When her best friend decides to get hitched to a guy in the motherland, Nat’s not exactly thrilled by the mammoth task before her: juggling cultural traditions, extra bridesmaid dresses and super-judgemental relatives.     

And to top it off there’s the annoyingly good-looking best man and his constant need to mansplain all of the things.     Natalie is in for the trip of her life. But can she save her friend from the cult of romance, without falling in love herself?     


PRAISE FOR THE CULT OF ROMANCE   

‘The Cult of Romance is a vividly realised, dazzling and charming book which made me snort with laughter as much as it compelled me to pause for thought. Ayoub tackles the agonies and joys of in-betweenness, of what, who and where we make and feel homeland and heartland. Her intimacy with the worlds she writes about is obvious in her rich and subtle descriptions. Ayoub has given Australian YA literature a fresh and uniquely cross-generational and cross-border perspective on perennial themes of identity, family, friendship, loyalty and love. A young Australian Lebanese woman grappling with these questions as she navigates her parent’s homeland, Lebanon. The story invites readers to think about the many worlds-and worlds within worlds- children of migrants must navigate without losing sight of the humour, lightness and joys in the journey. Ayoub has written something truly original and special.’    - Randa Abdel-Fattah, award-winning author ofWhen Michael Met Mina   

Review

To Natalie, marriage is a scam and love is a lie. At least that’s what her parents’ failed marriage has led her to believe. When her best friend, Janet returns from Lebanon with an engagement ring, Natalie’s response is that Janet’s making the biggest mistake of her life. Natalie is struggling with her identity as Lebanese-Australian, pushing against her Tatya’s (grandmother) expectations and the Lebanese culture. So heading to Lebanon for the first time for Janet’s wedding is terrifying. Then there’s the mansplaining, handsome best man that is driving her insane. There’s nothing I enjoy more than an enemies to lovers trope!
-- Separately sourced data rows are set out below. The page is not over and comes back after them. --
PR #222, opened 2020-03-13
improve docker image creation

kcajmagic:
This PR changes a couple of things.

- sets the running user to nobody so the container does not run as root. (security precaution)
- changes the base image to scratch. Makes the overall image smaller. (can make life harder to debug though)
- builds the image in docker then copies the binary over.


p4tin:
As I am currently using goreleaser to create the binaries and the docker image I'd rather stick with that process - as well I have never tested the USER option I might include that in a future release.

PR #227, opened 2020-08-30
Default configuration can never load following documentatation

qhenkart:
Currently, following the documentation, the default configuration will never load and will never cast an error when it fails.

Additionally when loading a custom configuration file, an error is never fired if there is an error in loading due to an invalid or incorrect path

this PR adds an error when the provided configuration file does not load, it also fixes the broken path that causes the default file to never load. It is only a partial fix because if someone moves the compiled binary outside of the root path, the default file will no longer be found (but at least it returns an error)

I also fixed linting errors


p4tin:
Seems like the pr-tests failed can you check and fix please?

p4tin (changes requested):
Build fails!

dhumphreys01:
I just merged another PR to handle this issue and fixed up the release process to do the same thing.  All versions should pull the default properly now I think.

Let me know if you have any trouble with versions v0.4.0 or greater.  Closing this as a dupe.

PR #228, opened 2020-09-22
Respect GetQueueAttributes AttributeName parameters

mbklein:
This PR allows `goawssqs` to respect the [GetQueueAttributes](https://docs.aws.amazon.com/AWSSimpleQueueService/latest/APIReference/API_GetQueueAttributes.html) `AtrributeName.N` parameter and only return requested attributes. It also removes a redundant `app.SyncQueues.RLock()` call that was causing the SQS handler to lock up indefinitely when bombarded with `GetQueueAttributes` calls.

### DIFF
--- a/app/gosqs/gosqs.go
+++ b/app/gosqs/gosqs.go
@@ -774,6 +774,27 @@ func GetQueueAttributes(w http.ResponseWriter, req *http.Request) {
 	// Retrieve FormValues required
 	queueUrl := getQueueFromPath(req.FormValue("QueueUrl"), req.URL.String())
 
+	attribute_names := map[string]bool {}
+
+	for field, value := range req.Form {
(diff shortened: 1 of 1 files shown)


p4tin (changes requested):
No Unit tests!

p4tin (dismissed):
Perhaps some unit tests?

mbklein:
Sorry, missed this. I'll get on it.

Admiral-Piett:
@mbklein Hey there!  Checking this out - looks great, would you mind doing a quick rebase and throwing some tests on it?

mbklein:
@Admiral-Piett It only took me 2½ years, but I've added some tests. Sorry this fell off my radar for so long.

Admiral-Piett (approved):
Brilliant!  You're awesome, thank you!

From the very first chapter, The Cult of Romance had me enthralled. Sarah Ayoub has created a fresh story, perfectly entwining Lebanese language into the narrative and paints a vivid picture of Lebanon and its culture. I adored Natalie. She’s such a strong character, and incredibly relatable. She’s trying to navigate a world where she doesn’t feel like she belongs anywhere, all while trying to do well at uni, start up a business and not lose her best friend to a man. The characters in Natalie’s life are also well written and relatable, each with their own narratives. I would definitely read a spin-off of her friends Mark and Thi and their adventures in Lebanon.This book had me squealing, cringing and yes, I did shed a few tears towards the end. Although it’s centered around a wedding, ultimately it is a story of the strengths of family, friendships, and finding where you belong. For ages 15+.